• Exercise details: Give the records again, every one, exactly.

• Extracted records:
PR #134, opened 2026-07-21
[DEVEX-708] fix(application validate): restore remote application state checks

qcai-godaddy:
## Summary
- Restore `application validate <name>` to fetch and check remote app state (parity with the TypeScript CLI), instead of only deserializing local `godaddy.toml`
- Report `{ valid, errors, warnings }`: missing URL → error; missing proxy URL / `INACTIVE` → warnings
- Update help text and next-actions; add unit tests for clap args and validation rules

## Test plan
- [x] `cargo build`
- [x] `cargo test -- application::commands::tests::validate`
- [x] `cargo fmt --check`

### DIFF
--- a/rust/src/application/commands/mod.rs
+++ b/rust/src/application/commands/mod.rs
@@ -505,7 +505,7 @@ fn init_command() -> RuntimeCommandSpec {
                     "Create the first release",
                 )
                 .with_param("application-id", required_value(app_id))
-                .with_param("version", required_value("0.0.1")),
+                .with_param("version", NextActionParam::required()),
             ]))
         },
     )
--- a/rust/src/application/commands/mod.rs
+++ b/rust/src/application/commands/mod.rs
@@ -5,7 +5,7 @@ use cli_engine::{
 use serde_json::{Value, json};
 
 use crate::application::client::{ApplicationClient, UploadOptions, api_url_for_env};
-use crate::next_action::next_action;
+use crate::next_action::{next_action, required_value};
 use crate::output_schema::output_schema;
 // App-registry mutations declare their scopes so `apps.app-registry:write` is
 // requested on demand (OAuth step-up), not granted at every login — it's a
@@ -157,7 +157,7 @@ fn deploy_result_event(
             "application info --name <name>",
             "Inspect the deployed application",
         )
-        .with_param("name", NextActionParam::value(name))],
+        .with_param("name", required_value(name))],
     })
 }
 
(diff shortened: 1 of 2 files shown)


rust/src/application/commands/mod.rs
```diff
@@ -504,40 +514,89 @@ fn init_command() -> RuntimeCommandSpec {
...
+                )
+                .with_param(
+                    "name",
+                    NextActionParam {
+                        value: Some(name),
+                        required: true,
+                        ..Default::default()
+                    },
+                ),
+            ]))
```
jpearlman-godaddy: Changes look good overall. Still getting the hang of Rust so would you mind explaining what this section of the change is doing? What is it doing differently from what was there before? Is it just using the new output_schema?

• Response area:
PR #134, opened 2026-07-21
[DEVEX-708] fix(application validate): restore remote application state checks

qcai-godaddy:
## Summary
- Restore `application validate <name>` to fetch and check remote app state (parity with the TypeScript CLI), instead of only deserializing local `godaddy.toml`
- Report `{ valid, errors, warnings }`: missing URL → error; missing proxy URL / `INACTIVE` → warnings
- Update help text and next-actions; add unit tests for clap args and validation rules

## Test plan
- [x] `cargo build`
- [x] `cargo test -- application::commands::tests::validate`
- [x] `cargo fmt --check`

### DIFF
--- a/rust/src/application/commands/mod.rs
+++ b/rust/src/application/commands/mod.rs
@@ -505,7 +505,7 @@ fn init_command() -> RuntimeCommandSpec {
                     "Create the first release",
                 )
                 .with_param("application-id", required_value(app_id))
-                .with_param("version", required_value("0.0.1")),
+                .with_param("version", NextActionParam::required()),
             ]))
         },
     )
--- a/rust/src/application/commands/mod.rs
+++ b/rust/src/application/commands/mod.rs
@@ -5,7 +5,7 @@ use cli_engine::{
 use serde_json::{Value, json};
 
 use crate::application::client::{ApplicationClient, UploadOptions, api_url_for_env};
-use crate::next_action::next_action;
+use crate::next_action::{next_action, required_value};
 use crate::output_schema::output_schema;
 // App-registry mutations declare their scopes so `apps.app-registry:write` is
 // requested on demand (OAuth step-up), not granted at every login — it's a
@@ -157,7 +157,7 @@ fn deploy_result_event(
             "application info --name <name>",
             "Inspect the deployed application",
         )
-        .with_param("name", NextActionParam::value(name))],
+        .with_param("name", required_value(name))],
     })
 }
 
(diff shortened: 1 of 2 files shown)


rust/src/application/commands/mod.rs
```diff
@@ -504,40 +514,89 @@ fn init_command() -> RuntimeCommandSpec {
...
+                )
+                .with_param(
+                    "name",
+                    NextActionParam {
+                        value: Some(name),
+                        required: true,
+                        ..Default::default()
+                    },
+                ),
+            ]))
```
jpearlman-godaddy: Changes look good overall. Still getting the hang of Rust so would you mind explaining what this section of the change is doing? What is it doing differently from what was there before? Is it just using the new output_schema?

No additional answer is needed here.